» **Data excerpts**
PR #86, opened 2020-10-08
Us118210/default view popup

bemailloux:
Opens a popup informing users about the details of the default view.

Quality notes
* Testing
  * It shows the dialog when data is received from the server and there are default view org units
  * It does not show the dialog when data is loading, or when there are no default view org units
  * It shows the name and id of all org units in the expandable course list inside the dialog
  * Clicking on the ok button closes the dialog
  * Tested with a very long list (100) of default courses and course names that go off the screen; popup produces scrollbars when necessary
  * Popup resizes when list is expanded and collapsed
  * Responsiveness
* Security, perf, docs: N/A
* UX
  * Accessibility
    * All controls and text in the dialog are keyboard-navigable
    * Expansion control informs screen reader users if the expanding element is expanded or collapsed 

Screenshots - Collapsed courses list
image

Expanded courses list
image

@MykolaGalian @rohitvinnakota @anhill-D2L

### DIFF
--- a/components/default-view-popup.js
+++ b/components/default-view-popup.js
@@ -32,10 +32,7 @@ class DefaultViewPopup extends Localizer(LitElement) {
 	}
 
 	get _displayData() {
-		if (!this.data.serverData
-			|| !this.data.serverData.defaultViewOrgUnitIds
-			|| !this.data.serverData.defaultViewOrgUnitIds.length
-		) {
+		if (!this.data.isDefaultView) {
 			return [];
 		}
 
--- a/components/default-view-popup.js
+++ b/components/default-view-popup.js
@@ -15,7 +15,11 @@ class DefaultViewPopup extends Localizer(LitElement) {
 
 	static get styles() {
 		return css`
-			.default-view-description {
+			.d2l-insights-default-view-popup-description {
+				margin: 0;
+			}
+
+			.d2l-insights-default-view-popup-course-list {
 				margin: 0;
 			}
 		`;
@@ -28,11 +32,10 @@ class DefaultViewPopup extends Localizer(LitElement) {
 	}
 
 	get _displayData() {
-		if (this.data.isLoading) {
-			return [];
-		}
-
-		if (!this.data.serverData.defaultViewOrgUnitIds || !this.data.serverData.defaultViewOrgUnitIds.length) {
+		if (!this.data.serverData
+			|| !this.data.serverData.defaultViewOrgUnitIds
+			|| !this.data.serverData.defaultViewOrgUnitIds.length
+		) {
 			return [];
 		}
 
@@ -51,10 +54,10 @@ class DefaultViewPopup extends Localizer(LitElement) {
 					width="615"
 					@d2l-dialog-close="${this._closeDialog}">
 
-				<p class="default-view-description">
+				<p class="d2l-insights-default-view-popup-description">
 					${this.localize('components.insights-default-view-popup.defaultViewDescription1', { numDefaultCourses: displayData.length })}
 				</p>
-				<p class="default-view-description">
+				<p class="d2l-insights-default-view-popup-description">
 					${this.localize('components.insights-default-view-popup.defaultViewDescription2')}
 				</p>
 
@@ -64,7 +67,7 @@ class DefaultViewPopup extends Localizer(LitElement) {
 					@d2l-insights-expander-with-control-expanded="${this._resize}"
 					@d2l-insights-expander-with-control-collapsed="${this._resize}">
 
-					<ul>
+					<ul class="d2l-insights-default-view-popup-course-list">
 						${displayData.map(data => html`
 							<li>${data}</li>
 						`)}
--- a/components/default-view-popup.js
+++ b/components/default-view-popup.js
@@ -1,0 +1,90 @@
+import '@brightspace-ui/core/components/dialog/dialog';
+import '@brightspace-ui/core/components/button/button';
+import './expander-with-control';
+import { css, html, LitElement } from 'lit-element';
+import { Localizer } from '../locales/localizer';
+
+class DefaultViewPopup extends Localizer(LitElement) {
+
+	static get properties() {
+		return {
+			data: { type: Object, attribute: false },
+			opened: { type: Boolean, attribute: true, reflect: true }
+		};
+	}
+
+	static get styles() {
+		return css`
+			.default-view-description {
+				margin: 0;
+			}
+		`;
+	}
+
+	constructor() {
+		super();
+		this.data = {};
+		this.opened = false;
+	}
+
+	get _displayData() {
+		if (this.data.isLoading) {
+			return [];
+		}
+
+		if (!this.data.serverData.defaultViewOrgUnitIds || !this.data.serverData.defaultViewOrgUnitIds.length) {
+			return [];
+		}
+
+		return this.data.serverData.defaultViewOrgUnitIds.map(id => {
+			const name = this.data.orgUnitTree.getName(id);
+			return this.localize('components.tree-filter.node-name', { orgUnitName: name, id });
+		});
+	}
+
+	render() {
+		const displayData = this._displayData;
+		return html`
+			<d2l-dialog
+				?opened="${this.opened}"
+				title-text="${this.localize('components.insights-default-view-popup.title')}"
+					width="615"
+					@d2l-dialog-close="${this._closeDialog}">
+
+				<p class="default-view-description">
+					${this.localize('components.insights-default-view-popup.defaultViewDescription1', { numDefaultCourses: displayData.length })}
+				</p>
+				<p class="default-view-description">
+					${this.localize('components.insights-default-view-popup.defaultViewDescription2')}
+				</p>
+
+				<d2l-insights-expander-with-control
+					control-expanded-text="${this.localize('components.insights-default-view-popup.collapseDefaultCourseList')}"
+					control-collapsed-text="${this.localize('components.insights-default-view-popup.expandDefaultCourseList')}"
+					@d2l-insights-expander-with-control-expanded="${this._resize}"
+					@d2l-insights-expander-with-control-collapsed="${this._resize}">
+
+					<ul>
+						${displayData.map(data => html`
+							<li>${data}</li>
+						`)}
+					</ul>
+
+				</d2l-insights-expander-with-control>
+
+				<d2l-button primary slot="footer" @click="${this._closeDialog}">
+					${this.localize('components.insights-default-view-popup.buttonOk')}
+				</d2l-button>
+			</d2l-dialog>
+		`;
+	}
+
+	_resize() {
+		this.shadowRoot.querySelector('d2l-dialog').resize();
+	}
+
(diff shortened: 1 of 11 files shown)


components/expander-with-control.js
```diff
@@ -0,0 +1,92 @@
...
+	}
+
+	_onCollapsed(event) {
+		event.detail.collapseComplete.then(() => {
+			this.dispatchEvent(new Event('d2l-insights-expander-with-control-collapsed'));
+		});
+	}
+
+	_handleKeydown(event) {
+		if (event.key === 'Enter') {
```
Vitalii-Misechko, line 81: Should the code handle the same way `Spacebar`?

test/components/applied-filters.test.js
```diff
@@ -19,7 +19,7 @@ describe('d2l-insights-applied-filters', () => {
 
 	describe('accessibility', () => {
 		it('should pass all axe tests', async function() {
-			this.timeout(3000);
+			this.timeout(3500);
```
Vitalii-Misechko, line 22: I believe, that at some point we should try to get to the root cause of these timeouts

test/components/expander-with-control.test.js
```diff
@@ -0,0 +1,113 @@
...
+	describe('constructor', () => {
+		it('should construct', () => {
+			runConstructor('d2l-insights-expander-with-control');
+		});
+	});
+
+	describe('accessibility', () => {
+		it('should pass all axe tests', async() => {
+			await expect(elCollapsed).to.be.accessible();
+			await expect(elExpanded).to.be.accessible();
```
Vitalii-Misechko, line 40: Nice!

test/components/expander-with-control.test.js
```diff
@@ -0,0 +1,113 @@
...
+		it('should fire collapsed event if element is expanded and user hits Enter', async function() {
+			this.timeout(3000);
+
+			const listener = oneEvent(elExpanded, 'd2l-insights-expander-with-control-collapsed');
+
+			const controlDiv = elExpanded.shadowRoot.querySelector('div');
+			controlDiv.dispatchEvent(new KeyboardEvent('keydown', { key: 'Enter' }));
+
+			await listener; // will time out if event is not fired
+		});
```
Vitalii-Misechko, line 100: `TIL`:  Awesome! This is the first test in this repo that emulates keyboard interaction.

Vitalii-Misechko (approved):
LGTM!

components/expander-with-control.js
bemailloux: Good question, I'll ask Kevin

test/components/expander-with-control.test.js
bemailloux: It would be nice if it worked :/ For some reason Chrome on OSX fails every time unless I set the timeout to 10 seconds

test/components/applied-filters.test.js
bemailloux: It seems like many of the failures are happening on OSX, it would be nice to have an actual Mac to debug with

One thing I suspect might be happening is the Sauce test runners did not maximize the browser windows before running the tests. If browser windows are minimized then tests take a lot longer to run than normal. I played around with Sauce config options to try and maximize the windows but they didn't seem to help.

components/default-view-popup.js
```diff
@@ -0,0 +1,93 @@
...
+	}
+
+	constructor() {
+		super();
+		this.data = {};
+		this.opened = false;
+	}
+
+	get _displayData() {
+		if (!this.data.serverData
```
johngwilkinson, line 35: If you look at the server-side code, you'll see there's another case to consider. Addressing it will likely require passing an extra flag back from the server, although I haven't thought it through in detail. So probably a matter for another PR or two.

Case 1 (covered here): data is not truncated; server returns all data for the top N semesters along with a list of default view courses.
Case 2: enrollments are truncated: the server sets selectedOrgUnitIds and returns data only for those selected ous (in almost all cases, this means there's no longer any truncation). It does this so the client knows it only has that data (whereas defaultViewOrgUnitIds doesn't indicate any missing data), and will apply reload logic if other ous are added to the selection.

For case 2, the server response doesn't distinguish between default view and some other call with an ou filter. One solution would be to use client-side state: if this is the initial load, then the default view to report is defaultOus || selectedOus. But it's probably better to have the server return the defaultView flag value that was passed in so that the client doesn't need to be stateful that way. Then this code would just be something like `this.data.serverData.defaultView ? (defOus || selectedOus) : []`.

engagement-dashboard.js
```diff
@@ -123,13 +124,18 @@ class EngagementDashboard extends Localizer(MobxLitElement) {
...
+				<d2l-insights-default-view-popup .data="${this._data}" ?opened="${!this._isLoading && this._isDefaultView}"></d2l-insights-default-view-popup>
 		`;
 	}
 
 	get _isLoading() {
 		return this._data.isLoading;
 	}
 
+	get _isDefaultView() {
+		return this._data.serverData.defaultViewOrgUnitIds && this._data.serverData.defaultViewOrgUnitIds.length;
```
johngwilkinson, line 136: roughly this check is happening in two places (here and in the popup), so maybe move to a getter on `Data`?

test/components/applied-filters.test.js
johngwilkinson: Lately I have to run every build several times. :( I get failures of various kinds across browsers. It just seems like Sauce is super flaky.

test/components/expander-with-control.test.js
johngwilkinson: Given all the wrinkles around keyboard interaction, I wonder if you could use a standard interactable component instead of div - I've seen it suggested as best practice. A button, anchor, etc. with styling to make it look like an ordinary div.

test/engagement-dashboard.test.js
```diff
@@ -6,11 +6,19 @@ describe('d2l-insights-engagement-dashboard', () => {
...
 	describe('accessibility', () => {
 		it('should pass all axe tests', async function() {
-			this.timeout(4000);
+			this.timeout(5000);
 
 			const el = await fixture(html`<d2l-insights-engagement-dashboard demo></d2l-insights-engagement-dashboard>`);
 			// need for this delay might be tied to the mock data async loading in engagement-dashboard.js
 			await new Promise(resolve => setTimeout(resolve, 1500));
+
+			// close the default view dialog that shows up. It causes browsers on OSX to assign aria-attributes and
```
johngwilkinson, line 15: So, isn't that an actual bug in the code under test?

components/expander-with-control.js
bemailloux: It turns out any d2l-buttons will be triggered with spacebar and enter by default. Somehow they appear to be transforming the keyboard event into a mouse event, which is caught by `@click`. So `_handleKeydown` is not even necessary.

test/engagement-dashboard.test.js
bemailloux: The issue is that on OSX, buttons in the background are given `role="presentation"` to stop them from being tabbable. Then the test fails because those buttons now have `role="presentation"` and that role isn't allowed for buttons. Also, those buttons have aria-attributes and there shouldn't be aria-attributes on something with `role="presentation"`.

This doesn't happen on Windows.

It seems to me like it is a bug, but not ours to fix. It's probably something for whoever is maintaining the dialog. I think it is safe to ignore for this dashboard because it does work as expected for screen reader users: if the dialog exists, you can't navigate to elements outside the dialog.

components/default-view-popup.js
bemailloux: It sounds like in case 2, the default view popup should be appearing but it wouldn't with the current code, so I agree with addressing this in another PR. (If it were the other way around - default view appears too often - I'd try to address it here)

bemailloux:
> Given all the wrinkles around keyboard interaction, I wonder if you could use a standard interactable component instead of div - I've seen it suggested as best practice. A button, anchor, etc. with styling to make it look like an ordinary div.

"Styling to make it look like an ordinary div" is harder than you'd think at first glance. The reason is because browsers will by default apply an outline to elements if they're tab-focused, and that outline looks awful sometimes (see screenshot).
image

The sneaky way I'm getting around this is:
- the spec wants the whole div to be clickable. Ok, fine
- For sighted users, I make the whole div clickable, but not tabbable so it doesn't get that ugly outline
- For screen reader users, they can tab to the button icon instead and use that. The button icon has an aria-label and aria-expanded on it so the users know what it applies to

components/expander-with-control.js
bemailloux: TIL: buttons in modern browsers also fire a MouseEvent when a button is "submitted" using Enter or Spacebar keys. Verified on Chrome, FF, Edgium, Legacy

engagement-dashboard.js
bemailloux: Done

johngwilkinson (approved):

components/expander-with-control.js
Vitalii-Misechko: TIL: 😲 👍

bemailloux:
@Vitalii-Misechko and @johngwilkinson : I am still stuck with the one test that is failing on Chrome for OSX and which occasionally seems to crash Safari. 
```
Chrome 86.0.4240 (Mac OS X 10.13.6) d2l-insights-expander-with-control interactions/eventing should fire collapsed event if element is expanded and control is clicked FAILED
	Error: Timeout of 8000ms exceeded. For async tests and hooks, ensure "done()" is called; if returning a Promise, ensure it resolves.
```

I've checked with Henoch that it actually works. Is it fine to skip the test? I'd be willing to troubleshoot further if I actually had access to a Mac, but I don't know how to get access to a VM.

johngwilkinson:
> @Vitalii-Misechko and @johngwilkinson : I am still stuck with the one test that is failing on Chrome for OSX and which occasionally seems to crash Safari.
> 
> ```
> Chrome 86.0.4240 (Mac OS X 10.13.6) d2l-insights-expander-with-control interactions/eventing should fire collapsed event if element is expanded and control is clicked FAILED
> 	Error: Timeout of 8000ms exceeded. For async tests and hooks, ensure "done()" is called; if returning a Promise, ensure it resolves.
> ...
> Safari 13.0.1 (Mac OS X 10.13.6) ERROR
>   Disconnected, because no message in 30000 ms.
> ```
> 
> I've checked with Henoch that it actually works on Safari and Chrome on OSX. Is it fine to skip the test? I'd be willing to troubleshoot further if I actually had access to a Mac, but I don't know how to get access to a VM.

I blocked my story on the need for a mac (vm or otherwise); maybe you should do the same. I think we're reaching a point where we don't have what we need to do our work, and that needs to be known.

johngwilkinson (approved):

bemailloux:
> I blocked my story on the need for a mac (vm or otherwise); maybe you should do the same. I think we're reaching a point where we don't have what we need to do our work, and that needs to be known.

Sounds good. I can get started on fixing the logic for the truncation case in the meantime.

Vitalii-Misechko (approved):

» **What you are asked to do**
The word "same" appears in some lines of the data. Copy every one of those lines.

» **Task solution**
Vitalii-Misechko, line 81: Should the code handle the same way `Spacebar`?
I blocked my story on the need for a mac (vm or otherwise); maybe you should do the same. I think we're reaching a point where we don't have what we need to do our work, and that needs to be known.
> I blocked my story on the need for a mac (vm or otherwise); maybe you should do the same. I think we're reaching a point where we don't have what we need to do our work, and that needs to be known.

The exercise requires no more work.